■ **WORK REQUIRED**:
Write out the whole listing without a single alteration.

------ TASK INPUT ------

PR #1914, opened 2024-02-15
feat: activity table filters

joanna-pagepro:
https://tw.auroracreation.com/app/tasks/15669197

- filters and search for activity table on activity page

**Acceptance criteria**
- Filtering
  - Search activity:
    - The search sound query both the action title (in dark bold) and the metadata information including the user who created the action (in bold blue).
    - All of the results shown in the example either have the title, metadata or user within the metadata in the search result.
    - After typing user should be abe to use X button to reset search
  - Filter by:
    - Action type:
      - all availabe action types
      - scroll on desktop/tablet
    - Status:
      - Staked, Objected, Escalated, Voting, Reveal, Finalizable, Passed, Failed
    - Date:
      - past hour, 24 hours, week, month, year
      - Datapicker for custom range
    - Decision method:
      - Multi-sig, Permission, Reputation
  - General requirements:
    - hide pagination if not needed
    - show empty state if theres no results to show

PR #1929, opened 2024-02-16
Feat/15669197 datepicker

------

■ **REPLY TO THE TASK**:
PR #1914, opened 2024-02-15
feat: activity table filters

joanna-pagepro:
https://tw.auroracreation.com/app/tasks/15669197

- filters and search for activity table on activity page

**Acceptance criteria**
- Filtering
  - Search activity:
    - The search sound query both the action title (in dark bold) and the metadata information including the user who created the action (in bold blue).
    - All of the results shown in the example either have the title, metadata or user within the metadata in the search result.
    - After typing user should be abe to use X button to reset search
  - Filter by:
    - Action type:
      - all availabe action types
      - scroll on desktop/tablet
    - Status:
      - Staked, Objected, Escalated, Voting, Reveal, Finalizable, Passed, Failed
    - Date:
      - past hour, 24 hours, week, month, year
      - Datapicker for custom range
    - Decision method:
      - Multi-sig, Permission, Reputation
  - General requirements:
    - hide pagination if not needed
    - show empty state if theres no results to show

PR #1929, opened 2024-02-16
Feat/15669197 datepicker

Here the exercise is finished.